[Start of Attachment]

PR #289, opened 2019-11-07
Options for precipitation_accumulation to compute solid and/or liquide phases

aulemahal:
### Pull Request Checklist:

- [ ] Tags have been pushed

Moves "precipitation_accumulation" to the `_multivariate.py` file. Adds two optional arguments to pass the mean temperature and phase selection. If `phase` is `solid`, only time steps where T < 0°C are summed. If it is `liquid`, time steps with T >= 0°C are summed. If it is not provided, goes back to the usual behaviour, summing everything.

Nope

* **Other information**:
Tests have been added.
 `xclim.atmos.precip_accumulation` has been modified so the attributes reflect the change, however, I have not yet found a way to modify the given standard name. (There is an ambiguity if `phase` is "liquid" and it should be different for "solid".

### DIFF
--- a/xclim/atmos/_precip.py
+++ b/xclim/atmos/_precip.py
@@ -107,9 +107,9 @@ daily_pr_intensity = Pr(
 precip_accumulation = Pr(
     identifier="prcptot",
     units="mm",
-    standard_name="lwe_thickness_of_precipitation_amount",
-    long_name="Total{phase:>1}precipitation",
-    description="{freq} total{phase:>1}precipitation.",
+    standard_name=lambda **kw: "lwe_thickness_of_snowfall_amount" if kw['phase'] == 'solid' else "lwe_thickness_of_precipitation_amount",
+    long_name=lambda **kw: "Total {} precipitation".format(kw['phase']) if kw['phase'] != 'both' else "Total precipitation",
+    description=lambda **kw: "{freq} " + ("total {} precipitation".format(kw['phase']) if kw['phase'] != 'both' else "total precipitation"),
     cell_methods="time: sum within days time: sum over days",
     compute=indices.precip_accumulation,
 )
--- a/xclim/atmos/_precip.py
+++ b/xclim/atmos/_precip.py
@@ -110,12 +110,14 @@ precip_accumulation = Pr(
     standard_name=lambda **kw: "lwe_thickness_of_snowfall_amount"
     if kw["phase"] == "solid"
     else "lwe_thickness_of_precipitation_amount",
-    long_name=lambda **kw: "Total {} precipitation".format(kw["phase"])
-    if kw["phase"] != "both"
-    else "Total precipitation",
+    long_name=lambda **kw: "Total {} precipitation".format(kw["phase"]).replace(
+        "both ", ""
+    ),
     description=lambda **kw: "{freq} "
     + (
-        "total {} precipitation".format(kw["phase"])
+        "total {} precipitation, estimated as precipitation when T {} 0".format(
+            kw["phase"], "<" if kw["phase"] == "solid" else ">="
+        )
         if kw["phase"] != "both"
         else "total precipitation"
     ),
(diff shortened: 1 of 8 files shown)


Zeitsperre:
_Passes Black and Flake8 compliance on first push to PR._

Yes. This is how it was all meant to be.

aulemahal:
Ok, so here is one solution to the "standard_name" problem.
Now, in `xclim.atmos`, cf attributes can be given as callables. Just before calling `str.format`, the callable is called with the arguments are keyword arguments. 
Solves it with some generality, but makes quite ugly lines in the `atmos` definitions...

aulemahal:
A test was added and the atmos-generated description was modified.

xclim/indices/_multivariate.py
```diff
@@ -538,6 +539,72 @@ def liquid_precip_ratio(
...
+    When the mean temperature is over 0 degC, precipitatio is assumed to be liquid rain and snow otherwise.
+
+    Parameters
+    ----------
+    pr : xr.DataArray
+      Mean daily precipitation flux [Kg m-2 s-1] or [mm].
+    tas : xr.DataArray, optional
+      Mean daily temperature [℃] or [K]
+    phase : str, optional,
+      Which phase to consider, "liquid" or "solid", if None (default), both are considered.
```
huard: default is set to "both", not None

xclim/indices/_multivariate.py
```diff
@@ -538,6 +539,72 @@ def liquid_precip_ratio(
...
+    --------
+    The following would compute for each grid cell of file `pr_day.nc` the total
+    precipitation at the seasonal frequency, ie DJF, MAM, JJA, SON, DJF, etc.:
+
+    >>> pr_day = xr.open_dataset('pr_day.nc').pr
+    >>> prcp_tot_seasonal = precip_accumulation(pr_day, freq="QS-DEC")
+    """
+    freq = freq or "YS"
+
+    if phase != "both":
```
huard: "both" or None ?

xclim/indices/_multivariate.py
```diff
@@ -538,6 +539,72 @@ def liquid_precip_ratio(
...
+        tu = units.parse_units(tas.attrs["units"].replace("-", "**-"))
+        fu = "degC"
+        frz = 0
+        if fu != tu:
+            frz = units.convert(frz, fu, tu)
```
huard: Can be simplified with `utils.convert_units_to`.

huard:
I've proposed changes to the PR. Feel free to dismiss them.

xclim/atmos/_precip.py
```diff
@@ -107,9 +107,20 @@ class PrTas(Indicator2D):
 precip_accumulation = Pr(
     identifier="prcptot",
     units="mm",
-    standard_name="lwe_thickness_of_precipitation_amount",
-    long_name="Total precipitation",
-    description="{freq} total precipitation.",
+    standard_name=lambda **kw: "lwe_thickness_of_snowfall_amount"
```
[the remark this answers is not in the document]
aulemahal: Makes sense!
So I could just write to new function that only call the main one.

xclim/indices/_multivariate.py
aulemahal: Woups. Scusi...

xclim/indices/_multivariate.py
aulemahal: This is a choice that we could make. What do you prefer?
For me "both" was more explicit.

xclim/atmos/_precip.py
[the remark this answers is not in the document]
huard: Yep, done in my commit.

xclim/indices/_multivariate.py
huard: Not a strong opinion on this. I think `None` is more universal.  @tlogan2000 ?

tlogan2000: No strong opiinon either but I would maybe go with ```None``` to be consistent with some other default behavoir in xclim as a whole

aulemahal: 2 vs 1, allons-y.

[End of Attachment]

* **What the task requires**
The answer should consist of all the lines above, retyped exactly.

* **Written answer**
PR #289, opened 2019-11-07
Options for precipitation_accumulation to compute solid and/or liquide phases

aulemahal:
### Pull Request Checklist:

- [ ] Tags have been pushed

Moves "precipitation_accumulation" to the `_multivariate.py` file. Adds two optional arguments to pass the mean temperature and phase selection. If `phase` is `solid`, only time steps where T < 0°C are summed. If it is `liquid`, time steps with T >= 0°C are summed. If it is not provided, goes back to the usual behaviour, summing everything.

Nope

* **Other information**:
Tests have been added.
 `xclim.atmos.precip_accumulation` has been modified so the attributes reflect the change, however, I have not yet found a way to modify the given standard name. (There is an ambiguity if `phase` is "liquid" and it should be different for "solid".

### DIFF
--- a/xclim/atmos/_precip.py
+++ b/xclim/atmos/_precip.py
@@ -107,9 +107,9 @@ daily_pr_intensity = Pr(
 precip_accumulation = Pr(
     identifier="prcptot",
     units="mm",
-    standard_name="lwe_thickness_of_precipitation_amount",
-    long_name="Total{phase:>1}precipitation",
-    description="{freq} total{phase:>1}precipitation.",
+    standard_name=lambda **kw: "lwe_thickness_of_snowfall_amount" if kw['phase'] == 'solid' else "lwe_thickness_of_precipitation_amount",
+    long_name=lambda **kw: "Total {} precipitation".format(kw['phase']) if kw['phase'] != 'both' else "Total precipitation",
+    description=lambda **kw: "{freq} " + ("total {} precipitation".format(kw['phase']) if kw['phase'] != 'both' else "total precipitation"),
     cell_methods="time: sum within days time: sum over days",
     compute=indices.precip_accumulation,
 )
--- a/xclim/atmos/_precip.py
+++ b/xclim/atmos/_precip.py
@@ -110,12 +110,14 @@ precip_accumulation = Pr(
     standard_name=lambda **kw: "lwe_thickness_of_snowfall_amount"
     if kw["phase"] == "solid"
     else "lwe_thickness_of_precipitation_amount",
-    long_name=lambda **kw: "Total {} precipitation".format(kw["phase"])
-    if kw["phase"] != "both"
-    else "Total precipitation",
+    long_name=lambda **kw: "Total {} precipitation".format(kw["phase"]).replace(
+        "both ", ""
+    ),
     description=lambda **kw: "{freq} "
     + (
-        "total {} precipitation".format(kw["phase"])
+        "total {} precipitation, estimated as precipitation when T {} 0".format(
+            kw["phase"], "<" if kw["phase"] == "solid" else ">="
+        )
         if kw["phase"] != "both"
         else "total precipitation"
     ),
(diff shortened: 1 of 8 files shown)


Zeitsperre:
_Passes Black and Flake8 compliance on first push to PR._

Yes. This is how it was all meant to be.

aulemahal:
Ok, so here is one solution to the "standard_name" problem.
Now, in `xclim.atmos`, cf attributes can be given as callables. Just before calling `str.format`, the callable is called with the arguments are keyword arguments. 
Solves it with some generality, but makes quite ugly lines in the `atmos` definitions...

aulemahal:
A test was added and the atmos-generated description was modified.

xclim/indices/_multivariate.py
```diff
@@ -538,6 +539,72 @@ def liquid_precip_ratio(
...
+    When the mean temperature is over 0 degC, precipitatio is assumed to be liquid rain and snow otherwise.
+
+    Parameters
+    ----------
+    pr : xr.DataArray
+      Mean daily precipitation flux [Kg m-2 s-1] or [mm].
+    tas : xr.DataArray, optional
+      Mean daily temperature [℃] or [K]
+    phase : str, optional,
+      Which phase to consider, "liquid" or "solid", if None (default), both are considered.
```
huard: default is set to "both", not None

xclim/indices/_multivariate.py
```diff
@@ -538,6 +539,72 @@ def liquid_precip_ratio(
...
+    --------
+    The following would compute for each grid cell of file `pr_day.nc` the total
+    precipitation at the seasonal frequency, ie DJF, MAM, JJA, SON, DJF, etc.:
+
+    >>> pr_day = xr.open_dataset('pr_day.nc').pr
+    >>> prcp_tot_seasonal = precip_accumulation(pr_day, freq="QS-DEC")
+    """
+    freq = freq or "YS"
+
+    if phase != "both":
```
huard: "both" or None ?

xclim/indices/_multivariate.py
```diff
@@ -538,6 +539,72 @@ def liquid_precip_ratio(
...
+        tu = units.parse_units(tas.attrs["units"].replace("-", "**-"))
+        fu = "degC"
+        frz = 0
+        if fu != tu:
+            frz = units.convert(frz, fu, tu)
```
huard: Can be simplified with `utils.convert_units_to`.

huard:
I've proposed changes to the PR. Feel free to dismiss them.

xclim/atmos/_precip.py
```diff
@@ -107,9 +107,20 @@ class PrTas(Indicator2D):
 precip_accumulation = Pr(
     identifier="prcptot",
     units="mm",
-    standard_name="lwe_thickness_of_precipitation_amount",
-    long_name="Total precipitation",
-    description="{freq} total precipitation.",
+    standard_name=lambda **kw: "lwe_thickness_of_snowfall_amount"
```
[the remark this answers is not in the document]
aulemahal: Makes sense!
So I could just write to new function that only call the main one.

xclim/indices/_multivariate.py
aulemahal: Woups. Scusi...

xclim/indices/_multivariate.py
aulemahal: This is a choice that we could make. What do you prefer?
For me "both" was more explicit.

xclim/atmos/_precip.py
[the remark this answers is not in the document]
huard: Yep, done in my commit.

xclim/indices/_multivariate.py
huard: Not a strong opinion on this. I think `None` is more universal.  @tlogan2000 ?

tlogan2000: No strong opiinon either but I would maybe go with ```None``` to be consistent with some other default behavoir in xclim as a whole

aulemahal: 2 vs 1, allons-y.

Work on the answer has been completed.